BI: Dana Asing Masuk Rp2,45 Triliun dalam Sepekan

    Husen Miftahudin - 23 Juli 2021 20:44 WIB
    BI: Dana Asing Masuk Rp2,45 Triliun dalam Sepekan
    Ilustrasi dana asing masuk RI - - Foto: dok AFP



    Jakarta: Bank Indonesia (BI) mencatat dana-dana asing kembali membanjiri pasar keuangan domestik selama sepekan. Berdasarkan data transaksi pada 19-22 Juli 2021, dana-dana dari investor asing (nonresiden) beli neto (inflow) sebanyak Rp2,45 triliun.

    Banjirnya dana asing di pasar keuangan domestik tersebut berasal dari pasar Surat Berharga Negara (SBN) yang tercatat inflow sebanyak Rp1,24 triliun. Pasar saham pun turut menambah derasnya dana aliran asing ke pasar keuangan domestik sebesar Rp1,21 triliun.

     



    "Berdasarkan data setelmen selama 2021 (year to date/ytd), nonresiden beli neto Rp2,53 triliun," ungkap Kepala Departemen Komunikasi BI Erwin Haryono dalam perkembangan indikator stabilitas nilai rupiah, Jumat, 23 Juli 2021.

    Adapun premi risiko atau Credit Default Swap (CDS) Indonesia lima tahun naik ke level 78,52 basis poin (bps) per 22 Juli 2021 dari 77,35 bps per 16 Juli 2021. CDS merupakan indikator untuk mengetahui risiko berinvestasi di SBN.

    Semakin besar skor CDS, maka risiko berinvestasi di SBN juga semakin tinggi. Sebaliknya jika skor semakin kecil, maka risiko investasinya juga semakin rendah.

    Namun demikian, besarnya dana asing yang ditempatkan di Indonesia selama sepekan itu tak mampu membuat rupiah bertaji. Kurs rupiah yang ditransaksikan antarbank di Jakarta pada akhir pekan ditutup melemah tipis dibayangi kekhawatiran kasus covid-19 yang terus berlanjut.

    Mengutip data Bloomberg pada penutupan perdagangan hari ini, nilai tukar rupiah terhadap USD melemah ke level Rp14.492 per USD. Mata uang Garuda tersebut melemah 10 poin atau setara 0,07 persen dari posisi Rp14.482 per USD pada penutupan perdagangan di hari sebelumnya.

    Sementara menukil data Yahoo Finance, rupiah justru berada di zona hijau pada posisi Rp14.490 per USD. Rupiah menguat 15 poin atau setara 0,10 persen dari Rp14.505 per USD di penutupan perdagangan hari sebelumnya.
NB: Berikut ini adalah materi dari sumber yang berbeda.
PR #672, opened 2025-11-01
docs: fix fault-proof proposer.md

fakedev9999:
Improves fault-proof proposer doc by:
1. fixing typo of the env file name
2. removing unnecessary direction for sourcing env file


Farhad-Shabani (changes requested):
Should we update `challenger.md`? That points to the `root` directory.
Actually, there are other places (search for `.env.proposer`), we direct readers to the `root` directory.

PR #673, opened 2025-11-02
chore: improve fault proof contracts upgrade flow

fakedev9999:
Improves fault proof contracts upgrade flow by:
1. removing the private key requirement for dry run
2. adding missing requirements in the doc.


Farhad-Shabani (approved):
👌🏻

PR #674, opened 2025-11-02
feat: add sp1Verifier() getter to OPSuccinctFaultDisputeGame

fakedev9999:
Adds public getter for the `SP1_VERIFIER` immutable variable to maintain consistency with other immutable getters and improve transparency.

This allows:
- Users/contracts to verify which SP1 verifier is being used
- Off-chain tools to validate proof verification configurations
- Easier debugging and deployment validation

Follows the existing pattern of exposing all immutable constructor parameters (disputeGameFactory, rollupConfigHash, aggregationVkey, etc.).


Farhad-Shabani (approved):
Makes sense!

PR #676, opened 2025-11-05
fix(fault-proof): retain anchor game in cache

fakedev9999:
Fixes the fault proof proposer to retain the anchor game in the cache.

This is problematic in cases when the anchor game is set after finalization and bond claim, the game is removed from the cache, leading proposer to create a new game from the anchor game, which results in an infinite loop with a GameAlreadyExists() error.

### DIFF
--- a/justfile
+++ b/justfile
@@ -358,7 +358,7 @@ remove-config config_name env_file=".env":
 
 # Run all unit and integration tests except for the specified ones.
 tests:
-   cargo t --release --workspace --exclude op-succinct-fp \
+   cargo t --release \
     -- \
     --skip test_cycle_count_diff \
     --skip test_post_to_github


fault-proof/src/proposer.rs
```diff
@@ -414,16 +444,38 @@ where
...
+                    // Game removal policy:
+                    // - Canonical head games are retained even with zero credit to maintain chain
+                    //   consistency.
+                    // - Anchor games are retained as they serve as the root of the dispute game
+                    //   tree.
+                    // - All other games with bonds already claimed are removed to free cache
+                    //   memory.
                     GameSyncAction::Remove(index) => {
-                        let is_canonical_head = state.canonical_head_index == Some(index);
+                        let Some(game) = state.games.get(&index) else {
```
Farhad-Shabani: The actions, just one step back, are derived from games. And those already inserted and exist in the cache. Logically never this fall into the `else`, but if ever (don’t know how?), that’s an error.

fault-proof/src/proposer.rs
```diff
@@ -414,16 +444,38 @@ where
                             game.should_attempt_to_claim_bond = should_attempt_to_claim_bond;
                         }
                     }
+                    // Game removal policy:
+                    // - Canonical head games are retained even with zero credit to maintain chain
+                    //   consistency.
+                    // - Anchor games are retained as they serve as the root of the dispute game
+                    //   tree.
+                    // - All other games with bonds already claimed are removed to free cache
+                    //   memory.
```
Farhad-Shabani: I was thinking about this a bit more. I think this is not the right spot to enforce the policy. It makes more sense a few lines up, where we decide which action gets added. Logically, we shouldn’t even be appending a `Remove` action for those cases in the first place. WDYT?

justfile
```diff
@@ -358,10 +358,14 @@ remove-config config_name env_file=".env":
...
-   cargo t --release \
+   cargo t --release --workspace --exclude op-succinct-fp \
     -- \
     --skip test_cycle_count_diff \
-    --skip test_post_to_github \
+    --skip test_post_to_github
+
+# Run fault-proof integration tests.
+fp-integration-tests:
+   cargo t --release -p op-succinct-fp --test integration_test -- --test-threads=1 --nocapture
```
Farhad-Shabani: I honestly don’t see much difference between this test and the others under e2e. They all feel more like integration tests since several components are mocked or missed. Let’s keep it under `e2e` for now and rename/reorg them all in a separate PR later.

fault-proof/src/proposer.rs
```diff
@@ -138,6 +138,14 @@ impl ProposerState {
     }
 }
 
+/// Snapshot of the proposer's cached state for testing and monitoring.
+#[derive(Clone, Debug)]
+pub struct ProposerStateSnapshot {
+    pub anchor_index: Option<U256>,
```
Farhad-Shabani, line 144: This is exactly what I mentioned today. The system only cares about the anchor index!

fault-proof/src/proposer.rs
fakedev9999: Were you expecting something like
```
let game = state.games.get(&index).with_context(|| {
    format!(
        "Game {index} scheduled for removal but missing from proposer cache"
    )
})?;
```
?

So do you think fine it's okay to revert the entire actions for loop (`for action in actions`) since it should never happen?

My initial purpose was to prevent cache from remaining stale until the next tick because we have other operations (game creation, resolution, bond claim) scheduled based on the cache state after this function returns.

fault-proof/src/proposer.rs
fakedev9999: Yeah I found that too! Do you want me to include the refacor in this PR? Or should we keep it in a separate ticket?

fault-proof/src/proposer.rs
fakedev9999: That's actually so true.

fakedev9999: 1542455

fault-proof/src/proposer.rs
Farhad-Shabani: Oh, didn't talked well myself. I just meant to change the logging level to `error` level. 
But I see with the new changes this is gone. cool! 🙂

fault-proof/src/proposer.rs
Farhad-Shabani: Yep, let's handle that separately!

justfile
```diff
@@ -358,10 +358,10 @@ remove-config config_name env_file=".env":
 
 # Run all unit and integration tests except for the specified ones.
 tests:
-   cargo t --release \
+   cargo t --release --workspace --exclude op-succinct-fp \
```
Farhad-Shabani: Should revert this?

Farhad-Shabani (approved):
Just a small nit! All set otherwise. Thanks!

PR #677, opened 2025-11-05
fix(fault-proof): skip legacy games

Farhad-Shabani:
Closes: GRO2-878

The FP proposer wasn’t handling game-type transitions, and the existing test had a bug that incorrectly made it look like it was.

With this change, the proposer now skips any unsupported game types when storing to cache. The `anchor_game` remains `None` until we have an anchor with a supported game type. That’s OK, because on startup the proposer [queries the anchor L2 block number](https://github.com/succinctlabs/op-succinct/blob/b40cafe1eb45dcf1120b1c0e63c24dca75605130/fault-proof/src/proposer.rs#L191) and starts creating games from there.

- If the transition has already happened, it just sees legacy game types, skips them, and starts deploying games from the anchor L2 block.
- If the transition hasn’t happened yet, game creation fails and keeps retrying until the transition occurs.

In that latter case we should eventually add more graceful handling and better logging, but that’s out of scope for this PR.

Also this PR:

- Fixes the faulty `test_game_type_transition_skips_legacy_games`.
- Adds `test_game_type_transition_while_proposer_running` to ensure the proposer keeps running and resolving games as expected during the transition.
- Improves the loggings around

### DIFF
--- a/fault-proof/src/proposer.rs
+++ b/fault-proof/src/proposer.rs
@@ -837,7 +837,7 @@ where
     ///
     /// Drop game if:
     /// - The game type is not supported.
-    /// - The game type deos not respect the expected type when created.
+    /// - The game type does not respect the expected type when created.
     /// - The output root claim is invalid.
     /// - The parent game does not exist in cache if it should have one.
     async fn fetch_game(&self, index: U256) -> Result<()> {
--- a/fault-proof/tests/e2e.rs
+++ b/fault-proof/tests/e2e.rs
@@ -423,9 +423,9 @@ mod e2e {
         .await?;
         info!("✓ Respected game type restored to {TEST_GAME_TYPE}");
 
-        let factory = DisputeGameFactory::new(env.deployed.factory, env.anvil.provider.clone());
         let tracked_games =
-            wait_and_track_games(&factory, TEST_GAME_TYPE, 3, Duration::from_secs(120)).await?;
+            wait_and_track_games(&factory_reader, TEST_GAME_TYPE, 3, Duration::from_secs(120))
+                .await?;
         assert_eq!(tracked_games.len(), 3);
         info!("✓ Proposer created 3 type {} games despite legacy history", TEST_GAME_TYPE);
 


fault-proof/tests/e2e.rs
```diff
@@ -200,55 +204,44 @@ mod e2e {
         .await?;
 
         let mut expected_index = initial_game_count;
-        let mut mock_game_addresses = Vec::with_capacity(MOCK_PERMISSIONED_GAMES_TO_SEED);
+        info!("Seeding legacy game (type {MOCK_PERMISSIONED_GAME_TYPE})");
 
-        info!(
-        "Seeding {MOCK_PERMISSIONED_GAMES_TO_SEED} legacy games (type {MOCK_PERMISSIONED_GAME_TYPE})"
-    );
-        for i in 0..MOCK_PERMISSIONED_GAMES_TO_SEED {
```
Farhad-Shabani, line 208: Changed it to deploy just one mock legacy game instead of three. In practice, it doesn’t add any extra coverage. Both setups behave the same. Hence simplified. (unless missing something?)

contracts/src/utils/MockPermissionedDisputeGame.sol
```diff
@@ -1,23 +1,50 @@
...
     Timestamp private _resolvedAt;
+    ClaimData public claimData;
+    OutputRoot private _startingOutputRoot;
+
+    constructor(IDisputeGameFactory _disputeGameFactory) {
+        DISPUTE_GAME_FACTORY = _disputeGameFactory;
+    }
 
     function initialize() external payable override {
         require(!initialized, "already initialized");
```
fakedev9999, line 31:
```
// INVARIANT: The game can only be initialized by the dispute game factory.
        if (address(DISPUTE_GAME_FACTORY) != msg.sender) revert IncorrectDisputeGameFactory();
```
nit: something like above like the actual fault dispute game?

(I guess it's fine not to have it since it's mock contract. You can resolve it if you don't think it's necessary since it's mock.)

fault-proof/src/proposer.rs
```diff
@@ -835,48 +835,98 @@ where
 
     /// Fetch game from the factory.
     ///
-    /// Drop game if the game type is invalid or the output root is not valid.
-    /// Drop game if the parent game does not exist.
+    /// Drop game if:
+    /// - The game type is not supported.
+    /// - The game type deos not respect the expected type when created.
```
```suggestion
    /// - The game type does not respect the expected type when created.
```

fault-proof/src/proposer.rs
```diff
@@ -835,48 +835,98 @@ where
...
+    /// - The output root claim is invalid.
+    /// - The parent game does not exist in cache if it should have one.
     async fn fetch_game(&self, index: U256) -> Result<()> {
+        let mut state = self.state.lock().await;
```
fakedev9999, line 844: I'm pretty sure it's fine to hold lock here since we fetch games sequentially and all other tasks await for `sync_games`.
But just wanted to cross check with you since the best practice is to "lock only when we need to touch state".

contracts/src/utils/MockPermissionedDisputeGame.sol
```diff
@@ -39,42 +66,41 @@ contract MockPermissionedDisputeGame is IDisputeGame {
...
+        gameType_ = gameType();
+        rootClaim_ = rootClaim();
+        extraData_ = extraData();
     }
 
-    /// @notice Legacy games expose `claimData(uint256)` rather than zero-arg version.
-    function claimData(uint256) external pure returns (bytes memory) {
-        return bytes("");
+    function wasRespectedGameTypeWhenCreated() external pure returns (bool) {
+        return true;
```
fakedev9999, line 104: Shouldn't we actually do something like the actual fault dispute game?
```
wasRespectedGameTypeWhenCreated =
    GameType.unwrap(ANCHOR_STATE_REGISTRY.respectedGameType()) == GameType.unwrap(GAME_TYPE);
```
.

Then I think we should bake the anchor state registry into the mock dispute game as well.

fault-proof/tests/e2e.rs
```diff
@@ -293,20 +287,178 @@ mod e2e {
...
+            _impl: legacy_impl,
+        };
+        send_contract_transaction(
+            &proposer_signer,
+            &l1_rpc_url,
+            env.deployed.factory,
+            Bytes::from(set_impl_call.abi_encode()),
+            None,
+        )
+        .await?;
```
fakedev9999, line 352: Could we make this a common test helper function? I think the setup is quite similar to `test_game_type_transition_skips_legacy_game` test.

fault-proof/src/proposer.rs
```diff
@@ -835,48 +835,98 @@ where
...
-            Err(error) => {
-                tracing::debug!(game_index = %index, ?game_address, ?error,
-                    "Falling back to legacy game with dummy claim data");
-                (u32::MAX, ProposalStatus::Unchallenged, 0)
-            }
-        };
-
         let was_respected = contract.wasRespectedGameTypeWhenCreated().call().await?;
         let status = contract.status().call().await?;
+        let claim_data = contract.claimData().call().await?;
```
fakedev9999, line 870: What do you think of panicking here since we filter foreign game types above?

fault-proof/tests/e2e.rs
```diff
@@ -293,20 +287,178 @@ mod e2e {
...
+            &proposer_signer,
+            &l1_rpc_url,
+            env.deployed.portal,
+            Bytes::from(restore_type_call.abi_encode()),
+            None,
+        )
+        .await?;
+        info!("✓ Respected game type restored to {TEST_GAME_TYPE}");
+
+        let factory = DisputeGameFactory::new(env.deployed.factory, env.anvil.provider.clone());
```
fakedev9999:
```
        let factory_reader =
            DisputeGameFactory::new(env.deployed.factory, env.anvil.provider.clone());
```
nit: I think we can reuse the factory initialized above.

fault-proof/tests/e2e.rs
```diff
@@ -293,20 +287,178 @@ mod e2e {
...
+            GameStatus::IN_PROGRESS,
+            "mock permissioned game should remain untouched"
+        );
+
+        Ok(())
+    }
+
+    // Ensures the proposer can handle a game type transition while running.
+    #[tokio::test(flavor = "multi_thread")]
+    async fn test_game_type_transition_while_proposer_running() -> Result<()> {
```
fakedev9999, line 307: After seeing this test, I think we should add a condition to the proposer to prevent game creation when the configured game type is not respected game type.

From the test logs, I see the proposer is actually trying to create games.

I also think there should be also a check before the respected game type update to the portal which checks that game count didn't increase.

contracts/src/utils/MockPermissionedDisputeGame.sol
Farhad-Shabani: Yeah, let’s keep it that way. It gives us flexibility later if just want to run a unit or integration test w/o setting up through the factory.

fault-proof/tests/e2e.rs
Farhad-Shabani: I did intend that. The problem is that the shared function would need to return several components like `env`, `init_bond`, `proposer_signe`, `factory_reader`, and some of those would still have to be reconstructed from env afterward.
To keep things cleaner, we should instead make a separate change to extend `TestEnvironment` with helper methods. That way, tests can access only what they need without manually wiring all the pieces together.
If you agree, let’s handle that in a separate PR?

fault-proof/tests/e2e.rs
Farhad-Shabani: Makes sense. I opened a ticket for this. See `GRO2-890` please.

> I also think there should be also a check before the respected game type update to the portal which checks that game count didn't increase.

Not sure I got you correctly 🤔

fault-proof/src/proposer.rs
Farhad-Shabani: What do you mean by “panic” here? Earlier, we were worried about unsupported game types, but since we now filter out foreign ones above, that shouldn’t be an issue anymore. Wouldn’t this just behave like the other calls now?

contracts/src/utils/MockPermissionedDisputeGame.sol
Farhad-Shabani: Good point. I actually thought about that. I don’t think it’s necessary, honestly. The thing is, since the factory is the creator, we can assume the mock games are already respected in our tests. So adding more would just bloat the mock.

fault-proof/tests/e2e.rs
Farhad-Shabani: [4e4b972](https://github.com/succinctlabs/op-succinct/pull/677/commits/4e4b972b1ab03c117f95b78726531a24482d77e7)

contracts/src/utils/MockPermissionedDisputeGame.sol
fakedev9999: Yeah let's just keep it simple.

fault-proof/tests/e2e.rs
fakedev9999: Sure can you open a ticket for that and resolve the comment?

fault-proof/src/proposer.rs
fakedev9999: I was meaning something like `let claim_data = contract.claimData().call().await.expect()`.
But now that I'm thinking, it's better to keep it as is. It's not good to crash here. We should handle errors gracefully.

fault-proof/tests/e2e.rs
fakedev9999: Left some comments in the Linear ticket, let's discuss further in that thread.

fault-proof/src/proposer.rs
Farhad-Shabani: [Looks like my comment from yesterday disappeared somehow]

For now, I just sticked to the existing pattern. Called it here because we now need to set the cursor when the game type isn’t supported. You’re totally right though, that tripped me up too. The better fix would be to lock right before touch and unlock right after. That would mean `OPSuccinctProposer` should expose a few methods to handle that internally, and we’d just call like `cursor.set(index)` here. That’s more of a separate PR though.

fault-proof/tests/e2e.rs
Farhad-Shabani: Of course. Opened `GRO2-902`

fault-proof/src/proposer.rs
Farhad-Shabani: Opened: `GRO2-904`

PR #679, opened 2025-11-06
fix(fault-proof): derive proving interval from contract

Farhad-Shabani:
Closes: GRO2-891
Closes: GRO2-887

### DIFF
--- a/fault-proof/src/proposer.rs
+++ b/fault-proof/src/proposer.rs
@@ -1418,8 +1418,7 @@ where
         let game = OPSuccinctFaultDisputeGame::new(game_address, self.l1_provider.clone());
         let starting_l2_block_number = game.startingBlockNumber().call().await?;
         let l2_block_number = game.l2BlockNumber().call().await?;
-        let start_block =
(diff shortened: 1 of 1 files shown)


fault-proof/src/proposer.rs
```diff
@@ -1417,8 +1416,10 @@ where
 
         // Get the game block number to include in logs
         let game = OPSuccinctFaultDisputeGame::new(game_address, self.l1_provider.clone());
+        let starting_l2_block_number = game.startingBlockNumber().call().await?;
         let l2_block_number = game.l2BlockNumber().call().await?;
-        let start_block = l2_block_number.to::<u64>() - self.config.proposal_interval_in_blocks;
+        let start_block =
+            l2_block_number.to::<u64>().saturating_sub(starting_l2_block_number.to::<u64>());
```
fakedev9999: I think this code is bugged. This calculates the difference not the actual starting block.

We should just do
```suggestion
        let start_block = game.startingBlockNumber().call().await?;
```

Farhad-Shabani: Ohh, right. Nice catch!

    Sedangkan berdasar pada data kurs referensi Jakarta Interbank Spot Dolar Rate (Jisdor), rupiah diperdagangkan di level Rp14.501 per USD atau menguat tujuh poin dari nilai tukar rupiah pada perdagangan hari sebelumnya sebesar Rp14.508 per USD.

    Erwin menegaskan bahwa Bank Indonesia akan terus memperkuat koordinasi dengan pemerintah dan otoritas terkait untuk memonitor secara cermat dinamika penyebaran covid-19 dan dampaknya terhadap perekonomian Indonesia dari waktu ke waktu.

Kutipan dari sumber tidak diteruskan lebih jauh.